— Non ho diritto di voto? Allora non avrete neanche UN SOLO CENTESIMO! — mia suocera si bloccò quando battei il palmo della mano sul tavolo.

INTERESSANTE

Anna sedeva sull’orlo del divano, come se fosse una corda tesa.

Sotto di lei — l’imbottitura costosa, regalata a sé stessa, che Elena Michajlovna da tre mesi chiamava «una pacchianata da mercato».

Vasilij, invece, stava spaparanzato sulla poltrona, una gamba sopra l’altra, sgranocchiando semi di girasole, anche se da tempo non era più nell’età in cui si può fare impunemente — padre di due figli, trentotto anni, e ancora scrocchia come se fosse al cortile in prima superiore.

— Allora, Annuška, — disse Elena Michajlovna con tono velenoso, posando rumorosamente sul tavolo la pentola del borsch, — abbiamo parlato con Vasja e abbiamo deciso: vendiamo la tua macchina.

Tanto il tuo lavoro è vicino, mentre a Marinka serve per andare in clinica.

Non può certo prendere il bus con la pancia, no?

«Abbiamo parlato», — pensò ironicamente Anna. — Certo, io sono come un cane al guinzaglio: mi tirano — e vado dove vogliono loro.

— E voi mi avete chiesto qualcosa? — domandò con voce calma ma gelida, guardando la suocera dritta negli occhi.

— E che c’è da chiedere, — sbuffò quella, versandosi del borsch, — nella nostra famiglia è così: se qualcuno sta male, tutti aiutano.

È normale. Ho cresciuto mio figlio con questo principio. Ma tu pensi solo a te stessa…

Vasilij, senza alzare gli occhi dal telefono, borbottò:

— Anja, lo sai, Marina è incinta, ora le è difficile… Non è per sempre. Appena si riprende, te la restituiamo.

— Me la restituite? — Anna sorrise amaramente. — Me lo scrivete anche su un foglio?

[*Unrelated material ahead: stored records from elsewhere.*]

PR #285, opened 2026-07-08
Perf optimize cookie value validation

blakeembrey:
Tweak encoder regex to be a negative class match (benchmark is slightly faster, but marginal, could undo if someone really disagrees) and skips validation of the value entirely when using the default encoder since it's already known valid.

### DIFF
--- a/src/index.ts
+++ b/src/index.ts
@@ -29,6 +29,11 @@ const cookieNameRegExp = /^[\u0021-\u003A\u003C\u003E-\u007E]+$/;
 const cookieValueRegExp = /^[\u0021-\u003A\u003C-\u007E]*$/;
 
 /**
+ * RegExp to match invalid cookie values to be encoded, including `%` for roundtrip safety.
+ */
+const cookieOctetInvalidRegExp = /[\u0000-\u0020\u007F-\uFFFF",;\\%]/;
+
+/**
  * RegExp to match domain-value in RFC 6265 sec 4.1.1
  *
  * domain-value      = <subdomain>
@@ -67,11 +72,6 @@ const pathValueRegExp = /^[\u0020-\u003A\u003D-\u007E]*$/;
  * RegExp to match max-age-value in RFC 6265 sec 5.6.2
  */
 const maxAgeRegExp = /^-?\d+$/;
-
-/**
- * RegExp to match RFC 6265 cookie-octet values (without % to preserve roundtrip) that need no URL encoding.
- */
-const cookieOctetRegExp = /^[!#$&'()*+\-.\/0-9:<=>?@A-Z[\]\^_`a-z{|}~]*$/;
 
 const NullObject = /* @__PURE__ */ (() => {
   const C = function () {};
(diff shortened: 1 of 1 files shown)


TeeAaTeeUu:
If more code is OK, an extra ~6% perf-increase can be achieved by replacing regex with a for-loop and individually checking `charCode`:

```typescript
function defaultEncode(str: string): string  {
  for (let i = 0, c = 0, len = str.length; i < len; i++) {
    c = str.charCodeAt(i);
    // \u0000-\u0020 (<33), \u007F-\uFFFF (>126), "(34), %(37), ,(44), ;(59), \(92)
    if (c < 33 || c > 126 || c === 34 || c === 37 || c === 44 || c === 59 || c === 92)
      return encodeURIComponent(str);
  }
  return str;
}
```

Runtime: `node 26.4.0 (arm64-darwin)`
case | before hz | after hz | Speedup |
| --- | ---: | ---: | ---: |
|empty | 25.380.759,34 | 25.288.506,03 | 1,00x |
|simple | 12.159.813,17 | 13.313.107,04 | 1,09x |
|rfc cookie-octets | 11.743.931,74 | 11.103.105,49 | 0,95x |
|encode | 5.753.640,44 | 6.171.864,26 | 1,07x |
|undefined values | 5.754.738,96 | 6.303.222,05 | 1,10x |
|mixed encode | 3.422.381,20 | 3.702.327,76 | 1,08x |
|10 cookies | 1.567.005,95 | 1.722.698,91 | 1,10x |
|100 cookies | 134.028,73 | 141.792,50 | 1,06x |

I think with these we are getting into the "_not so relevant speedup_" territory, meaning code-readability should be prioritised instead. If you read and understand regex more easily, then that is preferable than above for-loop!

TeeAaTeeUu:
And for completion, here also the other regexes in for-loop form, gaining ~10% more (_at least with the current bench, we might want to test with longer strings_):

```ts
function validCookieName(str: string): boolean  {
  for (let i = 0, c = 0, len = str.length; i < len; i++) {
    c = str.charCodeAt(i);
    // ;(59) =(61)
    if (c < 33 || c > 126 || c === 59 || c === 61)
      return false;
  }
  return true;
}

function validCookieValue(str: string): boolean  {
  for (let i = 0, c = 0, len = str.length; i < len; i++) {
    c = str.charCodeAt(i);
    // ;(59) 
    if (c < 33 || c > 126 || c === 59) return false;
  }
  return true;
}

function validCookiePath(str: string): boolean  {
  for (let i = 0, c = 0, len = str.length; i < len; i++) {
    c = str.charCodeAt(i);
    // ;(59) <(60)
    if (c < 32 || c > 126 || c === 59 || c === 60) return false;
  }
  return true;
}
```

And in case wanted to add a bit more readability, we can generate the `charCode` values:

```ts
const EXLAMATION = '!'.charCodeAt(0)
const DOUBLEQUOTE = '"'.charCodeAt(0)
const PERCENT = '%'.charCodeAt(0)
const COMMA = ','.charCodeAt(0)
const SEMICOLON = ';'.charCodeAt(0)
const LESS_THAN = '<'.charCodeAt(0)
const EQUAL = '='.charCodeAt(0)
const BACKSLASH = '\\'.charCodeAt(0)
const TILDE = '~'.charCodeAt(0)
```

TeeAaTeeUu:
Walking back on my suggestion...

For-loop perf improvement only happens when the invalid / encoding-required character is found within the first ~15 characters. By the time it's 512 chars, for-loop is twice as slow.

Meaning for-loop is still faster for longer strings, if for example `;` semicolon is found early within the string.

PR #2121, opened 2026-01-19
Dev anna1124

AnnaHsu-Phison:


logancyang:
This plugin has the AGPL-3.0 license, you cannot fork and just call it your own.

PR #2147, opened 2026-02-04
Update ollama

logancyang:
Update ollama chat client to fix thinking block, native tool calls, context length setting and repetition penalty


logancyang:
@codex review

PR #2148, opened 2026-02-04
feat: add streamUsage config for 3rd party OpenAI-format providers

### LINKED ISSUE #2046: Add advanced config for models for streaming and streamUsage
Right now if you want to use a custom LLM provider that supports the OpenAI format, it works provided that provider does 2 things:  Supports streaming and supports the stream options config.

obsidian-copilot is using langchain/openai package that defaults the config `streamUsage: true` in the constructor.  I have found that if your llm provider does not support stream options you will get the following error:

O come quel prestito per la cucina? Quello che da cinque anni “si conserva” a casa di tua madre?

— Ma che razza di persona sei? — esplose Elena Michajlovna. — Io mica ti sono nemica! Sono una madre!

Dovresti offrirti di aiutare, non stare lì con la faccia da principessa triste!

Tutto ti sembra ingiusto, tutto sbagliato!

Anna si alzò. Senza gridare, senza piangere. Solo stanca di essere paziente.

Troppo a lungo aveva chiuso gli occhi su come quella “dolce famigliola” le tagliava le ali.

Senza dire una parola, andò in camera da letto. E subito cominciò:

— Ma si è offesa? — sussurrò ad alta voce la suocera, come se Anna fosse sorda.

— Anja, sul serio? — si udì la voce di Vasilij. — Non essere così rigida. Mamma, forse non le hai parlato nel modo giusto…

— Ho parlato da madre! E se lei non capisce, allora non è dei nostri. Una così non si inserisce in famiglia.

Anna uscì dopo qualche minuto. Aveva in mano i documenti dell’auto. Li mise sul tavolo.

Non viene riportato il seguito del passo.